# Automation classification
## What's this?
This package creates our automation patent classification.
It provides our non-trivial keyword search on the fulltext of all EP patents.
It also provides tools to classify Patstat patents based on CPC/IPC codes.

This package runs in three parts:
1. building the index
2. collecting features of patents
3. classifying and applying the classification to patstat.

Step 1 and 2 require a harddrive with EPO backfile patent data. We provide the output of step 2 (appln_features.csv). Step 3 requires patent data from Patstat, we provide the output in the form of list of classified applications and c/ipc codes.

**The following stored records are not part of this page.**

PR #4930, opened 2026-09-01
fix: Prevent vine growth on the same block if `vine-grow` is `false`

CAG2Mark:
## Overview
Prevents vines from growing on the same block if the `vine-grow` flag is set to `false`. 

## Description
A single vine placed in a 1x1x1 hole can spread to all available faces in that hole, and this triggers `BlockGrowEvent` instead of `BlockSpreadEvent`. This PR checks for vine growth that is fired under `BlockGrowEvent`. Note that vines spreading to another block is still handled under `BlockSpreadEvent`, a subclass of `BlockGrowEvent`, and this is handled separately from `BlockFormEvent` (see line 415 in `BlockEventListener.java`).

## Files in order of execution
-  classification.ps1 | loads the pipenv and stata dependencies and calls the respective python files. Serves as interface.
-  EPO_Database.py | contains an interface to the EP backfile. Takes care of building an index of the patents and accessing the patents by various means. Also contains the codes for the      
   keyword search, which outputs the matching keywords for each EP patent.
-  ipcclassifier.py | Uses information on IPC / CPC codes to build the automation classification.


## Patstat files
If you want to run the classification part, you need the following files from the Patstat workflow, placed inside ./classification/patstat.:

- appln_year.csv: csv with columns appln_nr, ipc4 for the application number and the application year (1:1)
- appln_ipc6.csv: csv with columns appln_nr, ipc4 for the application number and ipc6 code (1:n)
- appln_ipc4.csv: csv with columns appln_nr, ipc4 for the application number and ipc4 code (1:n)
- docdb_family_id_cipc_codes.csv: csv with columns docdb_family_id,cipc6: a 1:n map from the docdb family id of a patent to its cipc6 code
- ipc_techn_fields.csv

The files are generated (provided you have patstat data), after the EPO_Database.py file has run, by stata dofiles. The dofiles are located in the main code directory ./code/assembly/classification:

-   biadic_families.do | flags patent families that are applied for in multiple countries
-   ipc_cpc_codes.do | makes a combined ipc/cpc (cipc) code and maps to applications
-   docdb_families_ipc_codes.do | maps patent families to the combined cipc codes
-   appln_ipc.do | maps cipc to applications in lists that python created
-   adjusted_citations.do | nomralized citations by technological field
-   fields.do | matches technical fields to patent families

### EPO data

We use A1 and B1 (!) files for our analysis. Plus, EPO_Database.py expects a certain structure to your files. Whatever directory you palce your fiels in should be called /EPbackfile. Inside we follow a Year/week/kind/document.zip structure. An example with the A4 **(Note: will not work with A4! Purely illustrative)** data available on the EPO website as sample data "EP full text data in a bulk sample data with complimentary EP A4 in XML/PDF":

EPRTBA42022000029001001.zip -> inside you will find a /DOC folder and inside that /EPNWA4. Here EPRTBA42022000029001001 is the week and 2022 the year. EPNWA4 is the kind folder. Create a folder 2022 with a subfolder EPRTBA42022000029001001 for the week and then extract the sample file zip (EPNWA4) into that place, so that files have the following path: ./EPbackfile/2022/EPRTBA42022000029001001/DOC/EPNWA4/{patentname}.zip

## Usage
Run the master file in the main directory, select classification and select your available data.
Then the classification.ps1 file will be called, where you can select in more detail which parts to run and for which periods you would like to classify.